__TASK DESCRIPTION__
Looking at the data, count the lines where the word "probably" occurs and answer with only the number.

--- SUPPLIED RECORDS ---

PR #30456, opened 2025-01-04
perf(nuxt): drop `pathe` browser dep for deep server components

danielroe:
### 📚 Description

noticed we were using `join` from `pathe` in a runtime context - we probably want `joinURL` instead (unless there's a reason I'm unaware of)


huang-julien (approved):
We can drop it, I probably did that out of habit of using Pathé 😅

---

__YOUR SOLUTION__
2